◆ YOUR OBJECTIVE: Search the records below for the word "InfoPanel". Pull out each line that has it.

◆ PROVIDED MATERIAL:
PR #74, opened 2021-09-25
Add panel shortcuts

### LINKED ISSUE #45: Add shortcuts to jump directly to specific panels
I can already tell I am going to be annoyed having to push Tab an unknown number of times when I want to type something at the REPL.  It would be nice to offer some shortcuts for jumping directly to a specific panel. For example, Ctrl-I for info panel, Ctrl-R for REPL, and Ctrl-W for world.

TristanCacqueray:
Fixes #45

### DIFF
--- a/src/Swarm/TUI/Controller.hs
+++ b/src/Swarm/TUI/Controller.hs
@@ -14,6 +14,7 @@
 {-# LANGUAGE LambdaCase         #-}
 {-# LANGUAGE NumericUnderscores #-}
 {-# LANGUAGE OverloadedStrings  #-}
+{-# LANGUAGE PatternSynonyms    #-}
 {-# LANGUAGE TemplateHaskell    #-}
 {-# LANGUAGE TypeApplications   #-}
 
@@ -83,6 +84,11 @@ import           Swarm.TUI.List
 import           Swarm.TUI.Model
 import           Swarm.Util
 
+-- | Pattern synonyms to simplify brick event handler
+pattern ControlKey, MetaKey :: Char -> BrickEvent n e
+pattern ControlKey c = VtyEvent (V.EvKey (V.KChar c) [V.MCtrl])
+pattern MetaKey c    = VtyEvent (V.EvKey (V.KChar c) [V.MMeta])
+
 -- | The top-level event handler for the TUI.
 handleEvent :: AppState -> BrickEvent Name AppEvent -> EventM Name (Next AppState)
 handleEvent s (AppEvent Frame)
@@ -96,13 +102,23 @@ handleEvent s (VtyEvent (V.EvKey (V.KChar '\t') [])) = continue $ s & uiState . 
 handleEvent s (VtyEvent (V.EvKey V.KBackTab []))     = continue $ s & uiState . uiFocusRing %~ focusPrev
 handleEvent s (VtyEvent (V.EvKey V.KEsc []))
   | isJust (s ^. uiState . uiError) = continue $ s & uiState . uiError .~ Nothing
-handleEvent s (VtyEvent (V.EvKey (V.KChar 'q') [V.MCtrl])) = shutdown s
-handleEvent s ev =
-  case focusGetCurrent (s ^. uiState . uiFocusRing) of
-    Just REPLPanel  -> handleREPLEvent s ev
-    Just WorldPanel -> handleWorldEvent s ev
-    Just InfoPanel  -> handleInfoPanelEvent s ev
-    _               -> continueWithoutRedraw s
+handleEvent s ev = do
+  -- intercept special keys that works on all panels
+  case ev of
+    ControlKey 'q'      -> shutdown s
+    MetaKey 'w'         -> setFocus s WorldPanel
+    MetaKey 'e'         -> setFocus s InfoPanel
+    MetaKey 'r'         -> setFocus s REPLPanel
+    _anyOtherEvent ->
+      -- and dispatch the other to the focused panel handler
+      case focusGetCurrent (s ^. uiState . uiFocusRing) of
+        Just REPLPanel  -> handleREPLEvent s ev
+        Just WorldPanel -> handleWorldEvent s ev
+        Just InfoPanel  -> handleInfoPanelEvent s ev
+        _               -> continueWithoutRedraw s
+
+setFocus :: AppState -> Name -> EventM Name (Next AppState)
+setFocus s name = continue $ s & uiState . uiFocusRing %~ focusSetCurrent name
 
 -- | Shut down the application.  Currently all it does is write out
 --   the updated REPL history to a @.swarm_history@ file.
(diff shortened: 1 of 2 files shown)


TristanCacqueray:
Note that I could not use `ctrl-i` for the info panel as it seems to be converted to a `\t` at a lower level.
Perhaps that can be fixed using a custom vti config?

src/Swarm/TUI/Controller.hs
```diff
@@ -83,6 +84,8 @@ import           Swarm.TUI.List
 import           Swarm.TUI.Model
 import           Swarm.Util
 
+pattern ControlEvent c = VtyEvent (V.EvKey (V.KChar c) [V.MCtrl])
```
byorgey, line 87: Nice idea!  We should make these for normal key events too (though in a separate commit).

src/Swarm/TUI/Controller.hs
```diff
@@ -96,14 +99,20 @@ handleEvent s (VtyEvent (V.EvKey (V.KChar '\t') [])) = continue $ s & uiState .
 handleEvent s (VtyEvent (V.EvKey V.KBackTab []))     = continue $ s & uiState . uiFocusRing %~ focusPrev
 handleEvent s (VtyEvent (V.EvKey V.KEsc []))
   | isJust (s ^. uiState . uiError) = continue $ s & uiState . uiError .~ Nothing
-handleEvent s (VtyEvent (V.EvKey (V.KChar 'q') [V.MCtrl])) = shutdown s
+handleEvent s (ControlEvent 'q') = shutdown s
+handleEvent s (ControlEvent 'g') = setFocus s InfoPanel
+handleEvent s (ControlEvent 'r') = setFocus s REPLPanel
+handleEvent s (ControlEvent 'w') = setFocus s WorldPanel
```
byorgey, line 105: I am starting to wonder whether it is a mistake to bind Ctrl-Q to quit and Ctrl-W to something else.  You just know someone is going to accidentally quit when they meant to switch to the world panel.  At the very least we should add a confirmation dialog when the user quits (which is probably a good idea anyway).

I don't know, maybe rather than trying to come up with mnemonic keys for the panels, we should just bind them to Ctrl-J,K,L or something like that?

TristanCacqueray: Good point, I first tried `ctrl-m` for map, but this is not working for the same reason as `ctrl-i`.

The Info panel could also be mapped to `ctrl-e`, as `e` is often used for inventory in such game.

Another solution would be to use F1/F2/... keys, which might be easier to use without ctrl modifier.

byorgey: Ah, yeah, I think I like the idea of using Fn keys.

src/Swarm/TUI/Controller.hs
TristanCacqueray: Good, I wasn't sure at first, but since pattern synonyms are already used elsewhere I think it's worth enabling the extension here too.

src/Swarm/TUI/Controller.hs
TristanCacqueray: Alright I'll update the match for F keys.

amalloy: It's not so easy to type function keys on all keyboards, and even when it is leaving the home row kinda sucks. What about just assigning to, say, Ctrl-1, Ctrl-2 etc? Or Alt-anything?

byorgey: That's true.  Well, Ctrl-1 has the same problem as Ctrl-W: it is right next to Ctrl-Q.  We could also try Alt but that is a bit tricky too as far as I understand it, because what ends up being called "Alt" varies a lot depending on your keyboard and setup etc.

byorgey: Of course the real solution is to let the user assign their own keyboard shortcuts, but that sounds like too much work right now. =)

TristanCacqueray: The latest commit use the Meta modifiers with `e` for the info, `m` for the world and `r` for the repl. I think using Meta is common for such shortcuts, and it seems to match the left alt key.

byorgey (changes requested):
This is definitely converging to something nice, I think.  The shortcuts work great for me (both Alt keys work in my case).

One other thing to consider (but quite possibly as a separate issue) is how to advertise these shortcuts to players beyond just e.g. sticking them in the tutorial.  I had been thinking to add them somewhere on the border of each panel, but I tried that and it looked kind of ugly.  Maybe we need to add a global "help" key (e.g. Ctrl-H) that opens a pop-up dialog window listing key shortcuts and anything else helpful we can think to fit in there.

src/Swarm/TUI/Controller.hs
```diff
@@ -83,6 +84,12 @@ import           Swarm.TUI.List
 import           Swarm.TUI.Model
 import           Swarm.Util
 
+-- | Pattern synonyms to simplify brick event handler
+pattern ControlKey c = VtyEvent (V.EvKey (V.KChar c) [V.MCtrl])
```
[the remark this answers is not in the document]
TristanCacqueray: That's good :)

src/Swarm/TUI/Controller.hs
```diff
@@ -96,13 +103,23 @@ handleEvent s (VtyEvent (V.EvKey (V.KChar '\t') [])) = continue $ s & uiState .
...
-    Just REPLPanel  -> handleREPLEvent s ev
-    Just WorldPanel -> handleWorldEvent s ev
-    Just InfoPanel  -> handleInfoPanelEvent s ev
-    _               -> continueWithoutRedraw s
+handleEvent s ev = do
+  -- intercept special keys that works on all panels
+  case ev of
+    ControlKey 'q'      -> shutdown s
+    MetaKey 'e'          -> setFocus s InfoPanel
+    MetaKey 'm'          -> setFocus s WorldPanel
```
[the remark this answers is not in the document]
TristanCacqueray: I picked `m` as in map, which is usually the key used to show a map, while `w` often mean *move forward*.

TristanCacqueray:
Thank you for the feedback. For the help we could also use `F1` (as it is the default for htop or mutt).

I find `m` more natural for the WorlPanel, but having the toggle next to each other is also good, thus I switched back to `w` in the last commit.

src/Swarm/TUI/Controller.hs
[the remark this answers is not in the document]
byorgey: Ah, `m` for map, I see. I am so used to thinking of it as the "world" that I didn't even think of the word "map". =)

byorgey (approved):
Looks good to me!  Thanks for putting up with all the bikeshedding =)

TristanCacqueray:
You are welcome, I think bikeshedding is necessary for such change.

◆ ANSWER TO THIS EXERCISE:
-    Just InfoPanel  -> handleInfoPanelEvent s ev
+    MetaKey 'e'         -> setFocus s InfoPanel
+        Just InfoPanel  -> handleInfoPanelEvent s ev
+handleEvent s (ControlEvent 'g') = setFocus s InfoPanel
-    Just InfoPanel  -> handleInfoPanelEvent s ev
+    MetaKey 'e'          -> setFocus s InfoPanel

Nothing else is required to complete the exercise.